Required work - Scan the entries for lines with the word "information" and copy those lines.

[Saved data entries]
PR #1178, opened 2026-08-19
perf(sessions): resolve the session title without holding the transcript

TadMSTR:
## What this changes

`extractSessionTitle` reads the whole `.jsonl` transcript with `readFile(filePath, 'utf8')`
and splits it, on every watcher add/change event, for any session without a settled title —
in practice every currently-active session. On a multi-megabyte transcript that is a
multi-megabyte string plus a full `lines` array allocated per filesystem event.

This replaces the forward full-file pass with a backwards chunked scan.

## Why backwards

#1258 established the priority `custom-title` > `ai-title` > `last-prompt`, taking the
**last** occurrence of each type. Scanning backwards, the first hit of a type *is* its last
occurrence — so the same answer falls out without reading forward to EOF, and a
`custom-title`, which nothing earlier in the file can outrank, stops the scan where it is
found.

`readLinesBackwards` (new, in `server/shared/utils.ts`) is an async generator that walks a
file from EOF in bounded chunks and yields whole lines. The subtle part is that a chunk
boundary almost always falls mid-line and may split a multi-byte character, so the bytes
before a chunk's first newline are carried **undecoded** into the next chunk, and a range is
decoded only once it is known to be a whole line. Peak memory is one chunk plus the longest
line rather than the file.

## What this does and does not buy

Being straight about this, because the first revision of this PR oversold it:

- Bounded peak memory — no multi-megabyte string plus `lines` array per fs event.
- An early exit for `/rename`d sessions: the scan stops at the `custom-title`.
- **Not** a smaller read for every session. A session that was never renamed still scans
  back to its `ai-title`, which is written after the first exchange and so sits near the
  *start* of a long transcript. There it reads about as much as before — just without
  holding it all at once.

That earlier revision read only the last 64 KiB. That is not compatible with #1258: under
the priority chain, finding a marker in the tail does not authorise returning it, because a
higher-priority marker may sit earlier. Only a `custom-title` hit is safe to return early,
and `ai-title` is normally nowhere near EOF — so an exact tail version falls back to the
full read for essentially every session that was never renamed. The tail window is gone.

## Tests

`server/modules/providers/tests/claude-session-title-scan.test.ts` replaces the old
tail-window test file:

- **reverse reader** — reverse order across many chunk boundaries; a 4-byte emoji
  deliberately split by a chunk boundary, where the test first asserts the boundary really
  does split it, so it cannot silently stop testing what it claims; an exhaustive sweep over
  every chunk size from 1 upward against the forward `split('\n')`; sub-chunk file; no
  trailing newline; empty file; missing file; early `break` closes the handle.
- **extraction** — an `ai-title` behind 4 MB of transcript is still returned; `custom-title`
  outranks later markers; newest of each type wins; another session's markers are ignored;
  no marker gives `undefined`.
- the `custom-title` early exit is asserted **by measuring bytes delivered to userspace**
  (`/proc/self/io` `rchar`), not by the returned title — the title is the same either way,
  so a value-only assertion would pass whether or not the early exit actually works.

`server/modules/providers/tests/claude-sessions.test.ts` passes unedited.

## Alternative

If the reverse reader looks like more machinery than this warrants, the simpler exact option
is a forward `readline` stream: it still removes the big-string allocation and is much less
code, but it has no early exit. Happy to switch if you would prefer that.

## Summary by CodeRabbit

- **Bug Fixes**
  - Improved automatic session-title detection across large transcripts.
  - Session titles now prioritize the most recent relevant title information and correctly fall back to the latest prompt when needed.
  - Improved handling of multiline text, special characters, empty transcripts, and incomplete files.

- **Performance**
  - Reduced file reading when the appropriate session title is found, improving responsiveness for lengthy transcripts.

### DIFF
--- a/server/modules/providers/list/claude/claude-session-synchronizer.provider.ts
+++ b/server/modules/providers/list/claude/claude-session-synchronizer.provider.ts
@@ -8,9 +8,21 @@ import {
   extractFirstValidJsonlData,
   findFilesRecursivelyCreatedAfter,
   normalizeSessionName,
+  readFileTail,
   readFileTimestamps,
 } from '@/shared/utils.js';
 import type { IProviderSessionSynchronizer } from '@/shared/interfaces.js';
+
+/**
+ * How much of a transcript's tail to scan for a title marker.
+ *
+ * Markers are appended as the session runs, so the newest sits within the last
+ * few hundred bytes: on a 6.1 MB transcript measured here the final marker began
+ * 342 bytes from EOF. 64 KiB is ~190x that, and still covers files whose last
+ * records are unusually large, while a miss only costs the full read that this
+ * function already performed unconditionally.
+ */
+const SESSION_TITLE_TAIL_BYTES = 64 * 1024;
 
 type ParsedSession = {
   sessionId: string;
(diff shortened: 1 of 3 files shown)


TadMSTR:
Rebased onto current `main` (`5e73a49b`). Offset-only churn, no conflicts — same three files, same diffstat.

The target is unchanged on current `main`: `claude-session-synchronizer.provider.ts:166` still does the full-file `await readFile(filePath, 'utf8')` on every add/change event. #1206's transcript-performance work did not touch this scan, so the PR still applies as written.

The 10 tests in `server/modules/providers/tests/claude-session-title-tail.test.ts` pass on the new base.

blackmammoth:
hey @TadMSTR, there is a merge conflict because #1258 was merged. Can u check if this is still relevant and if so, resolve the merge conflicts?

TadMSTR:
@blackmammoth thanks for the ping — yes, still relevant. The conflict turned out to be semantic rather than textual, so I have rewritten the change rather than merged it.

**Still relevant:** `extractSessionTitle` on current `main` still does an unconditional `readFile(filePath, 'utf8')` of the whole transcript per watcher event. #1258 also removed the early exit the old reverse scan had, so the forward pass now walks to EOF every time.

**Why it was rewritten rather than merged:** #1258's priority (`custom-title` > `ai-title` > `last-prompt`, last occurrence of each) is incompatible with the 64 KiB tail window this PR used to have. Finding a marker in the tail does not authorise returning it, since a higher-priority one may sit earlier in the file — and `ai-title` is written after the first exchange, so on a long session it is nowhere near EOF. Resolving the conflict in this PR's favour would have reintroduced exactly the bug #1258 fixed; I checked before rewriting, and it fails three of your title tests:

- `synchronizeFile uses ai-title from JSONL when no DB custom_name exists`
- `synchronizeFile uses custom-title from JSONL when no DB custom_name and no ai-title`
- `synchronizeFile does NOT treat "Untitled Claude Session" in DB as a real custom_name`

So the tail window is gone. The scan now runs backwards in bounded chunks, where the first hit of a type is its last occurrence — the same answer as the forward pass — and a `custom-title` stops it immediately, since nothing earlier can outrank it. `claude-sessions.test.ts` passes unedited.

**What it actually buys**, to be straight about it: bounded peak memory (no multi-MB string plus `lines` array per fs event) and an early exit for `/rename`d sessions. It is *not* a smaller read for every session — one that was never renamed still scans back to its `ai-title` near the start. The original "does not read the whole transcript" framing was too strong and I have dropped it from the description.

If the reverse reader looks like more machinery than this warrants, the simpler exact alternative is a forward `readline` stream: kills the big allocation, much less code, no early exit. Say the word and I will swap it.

* * *

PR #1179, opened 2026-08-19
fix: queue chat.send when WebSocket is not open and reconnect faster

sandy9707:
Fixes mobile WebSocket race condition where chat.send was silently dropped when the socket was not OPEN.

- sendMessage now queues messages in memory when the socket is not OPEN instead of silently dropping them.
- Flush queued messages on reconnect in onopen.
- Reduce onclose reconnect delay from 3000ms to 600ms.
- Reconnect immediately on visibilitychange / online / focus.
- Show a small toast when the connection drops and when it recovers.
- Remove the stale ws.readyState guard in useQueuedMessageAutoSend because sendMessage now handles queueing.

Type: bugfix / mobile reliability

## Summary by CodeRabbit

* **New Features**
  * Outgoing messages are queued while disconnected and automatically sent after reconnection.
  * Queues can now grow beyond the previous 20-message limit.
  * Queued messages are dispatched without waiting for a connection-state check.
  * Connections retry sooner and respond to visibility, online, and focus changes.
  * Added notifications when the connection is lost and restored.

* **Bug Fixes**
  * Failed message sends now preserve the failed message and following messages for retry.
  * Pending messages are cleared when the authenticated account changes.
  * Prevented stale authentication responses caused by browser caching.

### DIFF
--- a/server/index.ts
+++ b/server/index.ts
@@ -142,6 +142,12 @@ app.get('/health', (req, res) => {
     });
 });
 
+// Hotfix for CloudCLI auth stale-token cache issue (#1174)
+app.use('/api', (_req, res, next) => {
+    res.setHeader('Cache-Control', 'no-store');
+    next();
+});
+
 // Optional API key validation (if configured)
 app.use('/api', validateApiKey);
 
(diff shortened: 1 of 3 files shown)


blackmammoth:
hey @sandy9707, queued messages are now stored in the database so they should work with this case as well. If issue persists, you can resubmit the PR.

--

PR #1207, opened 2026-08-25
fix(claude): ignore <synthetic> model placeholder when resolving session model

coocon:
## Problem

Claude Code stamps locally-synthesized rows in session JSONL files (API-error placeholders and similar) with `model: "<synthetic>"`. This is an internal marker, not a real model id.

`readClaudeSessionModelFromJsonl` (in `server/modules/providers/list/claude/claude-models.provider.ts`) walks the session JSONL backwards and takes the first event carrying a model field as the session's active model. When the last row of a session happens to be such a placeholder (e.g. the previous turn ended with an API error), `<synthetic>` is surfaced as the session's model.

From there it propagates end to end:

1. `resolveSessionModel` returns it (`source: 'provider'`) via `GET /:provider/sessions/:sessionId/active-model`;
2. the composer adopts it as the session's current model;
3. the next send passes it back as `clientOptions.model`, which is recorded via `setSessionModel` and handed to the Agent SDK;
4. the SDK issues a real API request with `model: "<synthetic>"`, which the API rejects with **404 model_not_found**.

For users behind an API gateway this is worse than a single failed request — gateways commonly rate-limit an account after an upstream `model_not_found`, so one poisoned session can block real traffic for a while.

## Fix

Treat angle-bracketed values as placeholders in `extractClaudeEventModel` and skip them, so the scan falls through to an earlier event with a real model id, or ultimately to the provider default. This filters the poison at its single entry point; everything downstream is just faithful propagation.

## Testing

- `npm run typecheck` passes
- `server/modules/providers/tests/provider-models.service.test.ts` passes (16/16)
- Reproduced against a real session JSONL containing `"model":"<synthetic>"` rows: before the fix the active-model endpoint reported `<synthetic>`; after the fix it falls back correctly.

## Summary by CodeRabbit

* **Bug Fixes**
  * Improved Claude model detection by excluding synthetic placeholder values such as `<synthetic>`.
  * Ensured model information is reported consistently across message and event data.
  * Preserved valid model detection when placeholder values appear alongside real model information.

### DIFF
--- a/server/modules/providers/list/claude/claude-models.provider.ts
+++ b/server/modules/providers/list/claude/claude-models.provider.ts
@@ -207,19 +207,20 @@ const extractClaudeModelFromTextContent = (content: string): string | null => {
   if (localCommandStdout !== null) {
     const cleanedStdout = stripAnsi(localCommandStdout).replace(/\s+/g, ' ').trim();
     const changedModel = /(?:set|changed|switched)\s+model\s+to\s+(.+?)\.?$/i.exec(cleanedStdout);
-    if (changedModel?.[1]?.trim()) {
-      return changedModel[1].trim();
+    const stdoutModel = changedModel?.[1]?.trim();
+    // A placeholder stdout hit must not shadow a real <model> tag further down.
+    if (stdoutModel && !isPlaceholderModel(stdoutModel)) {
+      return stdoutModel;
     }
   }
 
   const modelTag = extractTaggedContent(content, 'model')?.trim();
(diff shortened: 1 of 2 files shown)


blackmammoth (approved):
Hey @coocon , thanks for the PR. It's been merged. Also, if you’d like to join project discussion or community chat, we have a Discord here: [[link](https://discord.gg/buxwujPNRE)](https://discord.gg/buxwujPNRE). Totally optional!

Answer to the exercise -
  - Session titles now prioritize the most recent relevant title information and correctly fall back to the latest prompt when needed.
  * Ensured model information is reported consistently across message and event data.
  * Preserved valid model detection when placeholder values appear alongside real model information.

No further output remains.